Return each line of the listing in which the word "user" appears.

* Excerpted data

[Start of section]

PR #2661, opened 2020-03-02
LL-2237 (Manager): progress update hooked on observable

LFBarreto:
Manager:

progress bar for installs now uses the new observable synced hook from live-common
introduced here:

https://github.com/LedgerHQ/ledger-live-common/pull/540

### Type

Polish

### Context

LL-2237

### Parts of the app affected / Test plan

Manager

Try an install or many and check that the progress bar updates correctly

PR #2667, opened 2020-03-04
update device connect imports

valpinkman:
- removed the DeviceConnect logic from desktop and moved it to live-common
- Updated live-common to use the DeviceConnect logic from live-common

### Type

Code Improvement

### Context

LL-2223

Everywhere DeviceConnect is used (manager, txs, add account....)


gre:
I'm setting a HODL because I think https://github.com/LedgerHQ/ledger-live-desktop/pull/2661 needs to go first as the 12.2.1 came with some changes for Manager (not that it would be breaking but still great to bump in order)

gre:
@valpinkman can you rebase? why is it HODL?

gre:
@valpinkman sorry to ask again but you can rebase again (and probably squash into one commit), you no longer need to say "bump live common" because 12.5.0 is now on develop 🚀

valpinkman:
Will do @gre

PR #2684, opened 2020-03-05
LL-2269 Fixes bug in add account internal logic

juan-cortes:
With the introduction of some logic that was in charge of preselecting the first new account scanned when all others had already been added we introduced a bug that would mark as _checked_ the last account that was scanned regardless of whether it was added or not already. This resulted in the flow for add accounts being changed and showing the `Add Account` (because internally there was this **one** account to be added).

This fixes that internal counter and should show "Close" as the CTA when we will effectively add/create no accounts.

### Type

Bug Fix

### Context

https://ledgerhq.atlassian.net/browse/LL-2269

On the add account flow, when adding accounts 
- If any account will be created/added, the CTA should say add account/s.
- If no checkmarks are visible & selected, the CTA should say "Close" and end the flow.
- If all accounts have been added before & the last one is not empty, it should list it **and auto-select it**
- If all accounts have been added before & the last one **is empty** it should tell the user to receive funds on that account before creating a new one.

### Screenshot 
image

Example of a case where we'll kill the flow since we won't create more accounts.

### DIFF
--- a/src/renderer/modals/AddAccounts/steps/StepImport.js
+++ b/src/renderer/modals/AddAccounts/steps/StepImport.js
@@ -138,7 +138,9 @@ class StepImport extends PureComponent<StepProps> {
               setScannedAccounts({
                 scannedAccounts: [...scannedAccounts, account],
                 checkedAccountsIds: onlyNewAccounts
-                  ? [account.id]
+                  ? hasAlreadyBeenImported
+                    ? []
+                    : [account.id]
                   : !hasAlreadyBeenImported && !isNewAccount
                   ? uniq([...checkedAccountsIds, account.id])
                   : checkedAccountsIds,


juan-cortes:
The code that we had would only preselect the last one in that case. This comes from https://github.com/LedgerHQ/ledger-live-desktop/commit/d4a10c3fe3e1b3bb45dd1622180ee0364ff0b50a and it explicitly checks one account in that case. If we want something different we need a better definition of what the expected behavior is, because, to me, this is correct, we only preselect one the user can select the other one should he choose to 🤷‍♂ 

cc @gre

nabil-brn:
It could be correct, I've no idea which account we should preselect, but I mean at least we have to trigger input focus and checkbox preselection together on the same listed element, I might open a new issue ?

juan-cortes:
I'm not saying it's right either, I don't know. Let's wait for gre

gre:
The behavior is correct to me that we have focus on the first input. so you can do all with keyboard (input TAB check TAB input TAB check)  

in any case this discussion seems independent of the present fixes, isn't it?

[End of section]
[Start of section]

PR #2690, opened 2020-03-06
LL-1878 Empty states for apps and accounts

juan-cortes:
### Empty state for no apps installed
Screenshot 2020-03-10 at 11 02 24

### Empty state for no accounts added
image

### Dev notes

[End of section]

* The completed task
- If all accounts have been added before & the last one **is empty** it should tell the user to receive funds on that account before creating a new one.
The code that we had would only preselect the last one in that case. This comes from https://github.com/LedgerHQ/ledger-live-desktop/commit/d4a10c3fe3e1b3bb45dd1622180ee0364ff0b50a and it explicitly checks one account in that case. If we want something different we need a better definition of what the expected behavior is, because, to me, this is correct, we only preselect one the user can select the other one should he choose to 🤷‍♂ 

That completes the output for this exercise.